Complexity 5: Are speech recognition and question answering markers of intelligence?
These are incontestably areas in which machines shine, but was Watson’s intelligence analogous to human intelligence when it won Jeopardy!? Is Alexa’s intelligence analogous to human intelligence when it plays the song you asked for? Was Deep Blue’s intelligence analogous to human intelligence when it beat Garry Kasparov at chess? (I’ve just read his book on the subject, so I will definitely be coming back to this one.)
I think we need to go deeper, and break down the definition further. What is intelligence? According to the trusty dictionary:
capacity for learning, reasoning, understanding, and similar forms of mental activity; aptitude in grasping truths, relationships, facts, meanings, etc.
Hooray – we’ve struck another seam of complexities! (Exacerbated by that cheeky et cetera at the end; who knows what that could be hiding…)
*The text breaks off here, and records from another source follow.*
PR #1994, opened 2015-01-28
Do bounds-checking when getting SQL text for long running query

wolffcm:
This was causing an array out of bounds exception when the EE was
calling back into Java, and the EE was crashing.

This isn't a complete fix, as I still don't understand why m_sqlTexts did not have text for the fragment, but it least avoids taking down the EE.

### DIFF
--- a/src/frontend/org/voltdb/jni/ExecutionEngine.java
+++ b/src/frontend/org/voltdb/jni/ExecutionEngine.java
@@ -412,12 +412,37 @@ public abstract class ExecutionEngine implements FastDeserializer.Deserializatio
                         m_currMemoryInBytes,
                         m_peakMemoryInBytes);
 
-        // ENG-7610: array of SQL texts seems to get out of sync with the current
-        // batch index, so we need to do bounds checking here.
         if (m_sqlTexts != null
                 && m_currentBatchIndex >= 0
                 && m_currentBatchIndex < m_sqlTexts.length) {
             msg += "  Executing SQL statement is \"" + m_sqlTexts[m_currentBatchIndex] + "\".";
+        }
+        else if (m_sqlTexts == null) {
+            // Can this happen?
+            msg += "  SQL statement text is not available.";
+        }
+        else {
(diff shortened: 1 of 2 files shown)


src/frontend/org/voltdb/jni/ExecutionEngine.java
```diff
@@ -411,7 +411,12 @@ private String getLongRunningQueriesMessage(long latency, String planNodeName, b
                         CoreUtils.hsIdToString(m_siteId),
                         m_currMemoryInBytes,
                         m_peakMemoryInBytes);
-        if (m_sqlTexts != null) {
+
+        // ENG-7610: array of SQL texts seems to get out of sync with the current
+        // batch index, so we need to do bounds checking here.
+        if (m_sqlTexts != null
+                && m_currentBatchIndex >= 0
+                && m_currentBatchIndex < m_sqlTexts.length) {
```
paulmartel: Since we don't understand how/when m_currentBatchIndex gets out of synch, maybe for our own good we should be getting MORE verbose in this case rather than LESS. 

I'm not even sure that we understand the use case that leads to the already handled (m_sqlTexts == null) condition.

At some small risk of annoying the user with an additional line of text that may mean nothing to them (but might help us), let's always append SOMETHING to the message in place of the executing SQL statement.
for m_sqlTexts == null, something like:
    "SQL statement text is not available for reporting" 
and for the m_currentBatchIndex out of range, something like:
    "Unable to report specific SQL statement text for batch index " + m_currentBatchIndex + ". It MAY be (one of) "
-- and then guardedly iterate and dump the length and contents of m_sqlTexts.

This might help us figure out when/where/how this is going south.

End of review round.

wolffcm:
I pushed another commit that produces a more verbose message, and added some testing.

paulmartel:
Looks good. Thanks. Please follow up w/ support re: does user need/want a backport of this fix.

vtkstef:
Thanks Chris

Complexity 6: What is learning, reasoning, understanding?
We have some deep educational questions here: if I memorise Wikipedia like IBM’s Watson, have I learned? If I can suggest the likely next word in a sentence like autocorrect, have I reasoned? If I can write prose in response to a prompt like GPT-3, have I understood? I think it is fair to say that these activities do not guarantee learning, reasoning, or understanding – but they could entail them. If I did these things, I would say that I have used these faculties. How do we test or define whether the machine has?
Complexity 7: What is mental activity?
Does one have to have a brain to exhibit intelligence? Can one have a mind without a brain? Does this require consciousness?
Complexity 8: What is truth?
Very Pontius Pilate of me. Seriously – are humans the arbiters of truth? Is there a ground truth? Are there truths that machines might be capable of understanding that we can’t?
And finally (because my head’s starting to hurt): let’s look at the definition for ‘artificial’.
1. made by human skill; produced by humans (opposed to natural)
2. imitation; simulated; sham
Complexity 9: Is AI an extension of human intelligence?
If humans made it, can we claim it? When we harness it, are we collaborating with it or exploiting a tool?
Complexity 10: Is our intelligence something to be imitated?
Perhaps we are being arrogant here in assuming that our intelligence is the model to follow. Might machines be capable of something different or more? And why do we assume we are the original – how do we know that we ourselves are not simulations?
On that existential crisis inducing note, I’m going to call it a day. This so-called intelligence, grown weary of metaphysics, needs cheese and Netflix.